**The task**
Search the records for "block" and copy each line that holds it.

**Data to use**
PR #266, opened 2020-12-08
Release 0.16.8

HeroicKatora:
A bug fix for one non-default filter type since `0.17` will likely still take a bit of time (aiming for around new year).

### DIFF
--- a/CHANGES.md
+++ b/CHANGES.md
@@ -1,3 +1,7 @@
+## 0.16.8
+
+* Fixed a bug that led to data corruption when encoding with Average filter.
+
 ## 0.16.7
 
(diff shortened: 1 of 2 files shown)


CHANGES.md
```diff
@@ -1,3 +1,7 @@
+## 0.16.8
+
+* Fixed a bug that lead to data corruption when encoding with Average filter.
```
fintelia, line 3: nit: lead -> led

fintelia (approved):

CHANGES.md
HeroicKatora: Thanks. I swear, I'm not doing that on purpose to check if you're reading them :wink:

PR #274, opened 2020-12-30
Improve documentation

ISSOtm:
[The documentation currently online](https://docs.rs/png/0.16.8/png/index.html) seems to largely assume familiarity with the PNG spec. Since I have minimal knowledge of the spec, this has given me trouble. I need a fairly low-level interface, since I am trying to port to Rust a program sensitive to whether a PNG is paletted or not.

This PR is intended to improve documentation, including to be more noob-friendly (as much as possible, anyway); I have made a few modifications based off my experience, and noted other possible changes below. If you have ideas, please tell me, and I will add them!

- [ ] A code comment mentions that some `ColorType`/`BitDepth` combinations are impossible. Maybe this should be pointed out in the docs?
- [ ] The C code block in `Transformations`'s doc does not have type for its constants, and it's not clear (to the reader) whether this code comes from this crate, or `libpng`. Further, what are they intended for?
- [ ] Maybe some more examples? [This is how I'm using the lib](https://github.com/ISSOtm/rsgbgfx/blob/52b9ccbc88f30a91f86085143212b701f0cca342/src/img/png.rs#L15), fwiw. How to use the various fields of `Info`, for example, I had to determine through trial and error.

### DIFF
--- a/src/common.rs
+++ b/src/common.rs
@@ -1,19 +1,24 @@
 //! Common types shared between the encoder and decoder
 use std::{convert::TryFrom, fmt};
 
-/// Describes the layout of samples in a pixel
+/// Describes how a pixel is encoded.
 #[derive(Debug, Clone, Copy, PartialEq, Eq)]
 #[repr(u8)]
 pub enum ColorType {
+    /// 1 grayscale sample.
     Grayscale = 0,
+    /// 1 red sample, 1 green sample, 1 blue sample.
     Rgb = 2,
+    /// 1 sample for the palette index.
     Indexed = 3,
+    /// 1 grayscale sample, then 1 alpha sample.
     GrayscaleAlpha = 4,
+    /// 1 red sample, 1 green sample, 1 blue sample, and finally, 1 alpha sample.
     Rgba = 6,
 }
 
 impl ColorType {
-    /// Returns the number of samples used per pixel of `ColorType`
+    /// Returns the number of samples used per pixel encoded in this way.
     pub fn samples(self) -> usize {
         self.samples_u8().into()
     }
@@ -71,7 +76,8 @@ impl ColorType {
     }
 }
 
-/// Bit depth of the PNG file
+/// Bit depth of the PNG file.
+/// Specifies the number of bits per sample.
 #[derive(Debug, Clone, Copy, PartialEq, Eq)]
 #[repr(u8)]
 pub enum BitDepth {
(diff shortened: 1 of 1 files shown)


src/common.rs
```diff
@@ -474,12 +483,12 @@ impl Info {
...
     }
 
-    /// Returns the bits per pixel
+    /// Returns the number of bits per pixel.
     pub fn bits_per_pixel(&self) -> usize {
         self.color_type.samples() * self.bit_depth as usize
     }
 
-    /// Returns the bytes per pixel
+    /// Returns the number of bytes per pixel.
```
fintelia, line 491: This should probably say that the number is rounded up to the nearest byte. Though to be honest I'm not quite sure why we have this function at all. When would you actually want to do rounding when computing pixel size?

fintelia:
>  The C code block in Transformations's doc does not have type for its constants, and it's not clear (to the reader) whether this code comes from this crate, or libpng. Further, what are they intended for?

Those are the transformations from libpng which aren't yet supported by this crate, but which may be in the future. The syntax is actually for the bitflags macro (from the crate of the same name).

src/common.rs
HeroicKatora: The bytes per channel are rounded up. For 4bpp all channels are still in individual bytes.

HeroicKatora (approved):

HeroicKatora:
In general I do not think the library should go too far into the png specification. The documentation should be written with the right terminology and in a style that ensures one can quickly find the relevant portions and paragraphs but replicating it in different wording is, in my opinion, not a good approach. For example, the allowed color combinations are due to the specification and while maybe being slightly more obvious to duplicate the table from the specification, it also gives the appearance that the library does something that diverges from the specification or does not support all combinations. That can be highly confusing as well.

**Task answer**
- [ ] The C code block in `Transformations`'s doc does not have type for its constants, and it's not clear (to the reader) whether this code comes from this crate, or `libpng`. Further, what are they intended for?
>  The C code block in Transformations's doc does not have type for its constants, and it's not clear (to the reader) whether this code comes from this crate, or libpng. Further, what are they intended for?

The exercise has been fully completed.